# Short hair vs long hair



## ChestertheJester10912 (Jul 10, 2013)

Last May like maybe towards the end of it my mother brought our puppy into get a summer haircut but it was much different than a trim. Since we have such humid summers my mother made him get a total shave down. At first I thought it was cute and very weird because he went from the long hair black, brown, ( and silver in some areas) plump looking puppy to totally different skinny silver blue grey short haired havanese. The avatar I have now is of him after his haircut and its been about two months and a little has grown back but not much. I miss his long hair and I am worried that his hair wont be the same colour it used to be. He was handsome and very funny with his long hair and I swear its been two months since his haircut but nothing really grew back. I wish my mother never cut it in the first place because I have no idea when it will be long again and hopefully by October because where we live canada: ) we have a long cold winter with a lot of :smow:
Does anyone else prefer the long or short hair?


----------



## krandall (Jun 11, 2009)

Well, obviously, I prefer long, as you can see from my sig photo. (the avatar is Kodi as a little puppy)  But a Hav is a Hav in any length coat, and it is totally your decision. 

That said, it is NOT true that Havs are more comfortable in short hair for the summer.
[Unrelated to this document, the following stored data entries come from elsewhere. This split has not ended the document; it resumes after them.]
PR #925, opened 2022-04-02
Added A `par_chunk_by` method

jakeKonrad:
Hello, I found this method useful in my code and thought it could be used here. However it relies on #![feature(slice_group_by)] unstable feature of the rust std library and you would probably want to wait for that method to be stabilized anyways so as to stay consistent with whatever naming they choose. This pull request is here for when that happens. Also if any one has any comments on the code I'd really appreciate hearing them.

### DIFF
--- a/src/slice/group_by.rs
+++ b/src/slice/group_by.rs
@@ -104,7 +104,7 @@ where
     }
 }
 
-// Mutable 
+// Mutable
 
 struct GroupByMutProducer<'data, 'p, T, P> {
     pred: &'p P,
--- a/src/slice/group_by.rs
+++ b/src/slice/group_by.rs
@@ -7,37 +7,13 @@ where
 {
     let n = xs.len() / 2;
 
-    for (start, end) in (0..).scan(true, |cont, i| {
-        if *cont {
-            let offset = 2 * i;
-            let start = n.saturating_sub(offset);
-            let end = n + offset;
-            Some(
-                if !(1..xs.len()).contains(&start) || !(2..xs.len()).contains(&end) {
-                    *cont = false;
-                    (0, xs.len())
-                } else {
-                    (start, end)
-                },
-            )
-        } else {
-            None
-        }
-    }) {
-        match xs[start..end]
-            .windows(2)
-            .enumerate()
-            .find_map(|(i, win)| {
-                if pred(&win[0], &win[1]) {
-                    None
-                } else {
-                    Some(i)
-                }
-            })
-            .map(|i| start + i)
-        {
-            Some(i) => return Some(i),
-            None => {}
+    for m in (1..((n / 2) + 1)).map(|x| 2 * x) {
+        let start = n.saturating_sub(m);
+        let end = std::cmp::min(n + m, xs.len());
+        for i in start..(end - 1) {
+            if !pred(&xs[i], &xs[i + 1]) {
+                return Some(start + i);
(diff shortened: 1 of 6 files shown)


cuviper:
Thanks, it's an interesting feature! Do you think you'll try a mutable version as well?

And yes, we'll want to wait for the API to stabilize in the standard library so we can match it.

jakeKonrad:
That should be the mutable version.

cuviper:
Just for reference, that `slice_group_by` feature is tracked in rust-lang/rust#80552.

stevenliebregt:
I'm interested in this, but I found a bug in it, the following call:

```rust
let data = vec![1, 1, 2, 2, 2, 2, 2, 3, 3, 3, 4, 4];
let groups: Vec<_> = data.par_group_by(|&a, &b| a == b).collect::<Vec<_>>();

println!("{:?}", groups);
```

will result in 5 groups instead of the expected 4, these groups are:

```
[[1, 1], [2, 2, 2, 2, 2], [3], [3, 3], [4, 4]]
```

jakeKonrad:
I think that fixed it

stevenliebregt:
> I think that fixed it

It did, nice job!

cuviper:
FYI, that stabilization just landed with a rename to `chunk_by` / `chunk_by_mut`:
https://github.com/rust-lang/rust/pull/117678

src/slice/group_by.rs
```diff
@@ -0,0 +1,194 @@
...
+    F: Fn(&T, &T) -> bool,
+{
+    let n = (xs.len() / 2).saturating_sub(1);
+
+    for m in (1..((n / 2) + 1)).map(|x| 2 * x) {
+        let start = n.saturating_sub(m);
+        let end = std::cmp::min(n + m, xs.len());
+        let fsts = &xs[start..end];
+        let (_, snds) = fsts.split_first()?;
+        match fsts.iter().zip(snds).position(|(x , y)| !pred(x, y)) {
```
cuviper, line 15: If I understand correctly, these nested loops are performing a widening search, right? With `n` as the midpoint, it's basically scanning `mid-2..mid+2`, `mid-4..mid+4`, `mid-6..mid+6`, etc.

If so, that's O(n^2) as it will keep re-testing the middle portion that the previous outer loop already tried.

cuviper (commented):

Their hair actually is excellent insulation from the heat. You need to be very careful of the skin of a Hav that is shaved, because they can get badly sunburned, though if it has been two months since his shave, he probably has at least enough hair by now to protect him from the sun. 
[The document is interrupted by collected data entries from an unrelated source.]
PR #933, opened 2022-05-07
Rename autocfg probe method to _foo to avoid dead code warning

danielframpton:
If rayon is built in a configuration with warnings as error (e.g., `RUSTFLAGS=-Dwarnings`), then the probe will fail even though the compiler does have the necessary const generic support.

### DIFF
--- a/build.rs
+++ b/build.rs
@@ -3,7 +3,7 @@ fn main() {
     if ac.probe_expression("(0..10).step_by(2).rev()") {
         autocfg::emit("has_step_by_rev");
     }
-    if ac.probe_expression("{ fn foo<const N: usize>() {} }") {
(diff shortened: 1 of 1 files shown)


cuviper:
This is fine, although I must say I'm generally not a fan of `RUSTFLAGS=-Dwarnings`.
(We'll probably start [applying `--cap-lints`](https://github.com/cuviper/autocfg/issues/41) to avoid such problems...)

bors r+

cuviper:
The failure is not your fault -- I'm looking into what changed on nightly...

cuviper:
https://github.com/rust-lang/rust/issues/88038#issuecomment-1125494273

cuviper:
That should be fixed by #935.

bors retry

His hair may or may not get darker again as it grows out... it depends how much of that darker color was in the outer coat. You are seeing a lot more of his undercoat now than you would see if he were in full coat. But if his hair was in the process of changing anyway, and they often do, the shave may have just hurried the inevitable.

Whether to keep a Hav in long coat or not is entirely personal preference. A long coat is certainly more work for the owner, and if not carefully groomed, a matted coat can be very uncomfortable and unhealthy for the dog. A lot of people prefer the "puppy look" of a Hav in shorter hair too. But there is no reason to cut them down for any other reason than owner convenience and preference.


----------



## davetgabby (Dec 29, 2007)

welcome, Chester is a cutie either way. Where in Ont. are you?:canada:


----------



## ChestertheJester10912 (Jul 10, 2013)

we brush his hair everyday and a couple days ago I washed it. I never knew dogs could get sunburned. Okay actually I never knew king haired dogs could get it., I thought it was shorthaired ones. Your dog is very handsome btw, I love long haired dogs myself because to me they have such a personality with long hair and look crazy pretty or funny with it.
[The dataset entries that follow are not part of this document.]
PR #937, opened 2022-05-16
Use std:: thread:: available_parallelism() instead of num_cpus dependency

andrewdavidmackenzie:
From rust 1.59 we have a call for available_parallelism() in the std library and we can remove the dependency on num_cpu.

Open questions for maintainers:
- what is the minimum version of rust that you want to support
- what is the best default value when the call to get parallelism fails? I chose "1".

### DIFF
--- a/ci/compat-Cargo.lock
+++ b/ci/compat-Cargo.lock
@@ -4,9 +4,9 @@ version = 3
 
 [[package]]
 name = "addr2line"
-version = "0.20.0"
+version = "0.21.0"
 source = "registry+https://github.com/rust-lang/crates.io-index"
-checksum = "f4fa78e18c64fce05e902adecd7a5eed15a5e0a3439f7b0e169f0252214865e3"
+checksum = "8a30b2e23b9e17a9f90641c7ab1549cd9b44f296d3ccbf309d2863cfe398a0cb"
 dependencies = [
  "gimli",
 ]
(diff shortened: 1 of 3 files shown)


cuviper:
> * what is the minimum version of rust that you want to support

We have an [RFC](https://github.com/rayon-rs/rfcs/blob/master/accepted/rfc0003-minimum-rustc.md) for that, setting policy for at least one year. Right now that would be 1.52, while we're currently still sitting on the last MSRV bump to 1.36.

We could `autocfg` this change in the build script, but we can't make the `num_cpus` dependency conditional that way.

> * what is the best default value when the call to get parallelism fails? I chose "1".

Yeah, that's what `num_cpus` does if it fails internally.

andrewdavidmackenzie:
OK, quite a while to wait then.
Feel free to close the PR, or not, as you see fit.
I had removed num_cpu dependency from my project and then saw it was still there via rayon, so thought I'd take a shot at getting it removed totally.

adamreichold:
I just wanted to add that AFAIK, `std`'s implementation does not consider cgroups (as of Rust 1.59) in contrast to `num_cpus`. So there still is a functional difference between the two options.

Plus their is people in my neighborhood with only short haired dogs and the few with the long haired dogs get a bunch of looks their way and next time I see them I see their dogs with short hair.
Also do you think long hair protects a havanese if they were attacked by a dogs? I sound like an idiot asking but he is my first dog so I just full of questions


----------



## ChestertheJester10912 (Jul 10, 2013)

We live in the York Region of Ontario right around Newmarket. The winters aren't the coldest but last winter the snow came over my knee and he was hilarious trying to move around the snow lol!


----------



## krandall (Jun 11, 2009)

ChestertheJester10912 said:


> we brush his hair everyday and a couple days ago I washed it. I never knew dogs could get sunburned. Okay actually I never knew king haired dogs could get it., I thought it was shorthaired ones. Your dog is very handsome btw, I love long haired dogs myself because to me they have such a personality with long hair and look crazy pretty or funny with it.
> 
> Plus their is people in my neighborhood with only short haired dogs and the few with the long haired dogs get a bunch of looks their way and next time I see them I see their dogs with short hair.
> Also do you think long hair protects a havanese if they were attacked by a dogs? I sound like an idiot asking but he is my first dog so I just full of questions


Well, I can tell you that Kodi was once grabbed by a neighbor's dog, who came away with only hair in his mouth. That said, my trainer says that any bite from another dog that doesn't draw blood, wasn't meant to draw blood.<g> Still it has to be better than nothing.


----------



## lfung5 (Jun 30, 2007)

I prefer a nice even puppy cut. I like it when the pups legs are left full like a column, not shaved to the contour of leg/foot. I do my guys so they don't look perfect


----------



## Ruth4Havs (May 13, 2013)

Prefer medium/long coat - probably going to keep Chester in that. Think it looks so natural and beautiful.


----------



## TilliesMom (Sep 30, 2010)

Honestly I love a cute, GOOD puppy cut, BUT I choose to do all of Tillie's grooming myself, sooooooo, she is long haired! ha ha, it is actually way easier for me to keep her long that to trim her down.  She is 3 yrs old now though, so her coat is finally mature and pretty easy to take care of. That said, I do love the velvet feel of a hav in a puppy cut!!


----------



## HavaneseSoon (Nov 4, 2008)

I have one of each! Dexter will be kept in a med/short groom...he hates grooming. Jack is my long haired treasure. Jack tolerates the grooming better than Dexter. I have also found the older the Hav is the easier it is to manage a long haired Hav. Who knows, one day I may end up grooming Jack like Dexter. 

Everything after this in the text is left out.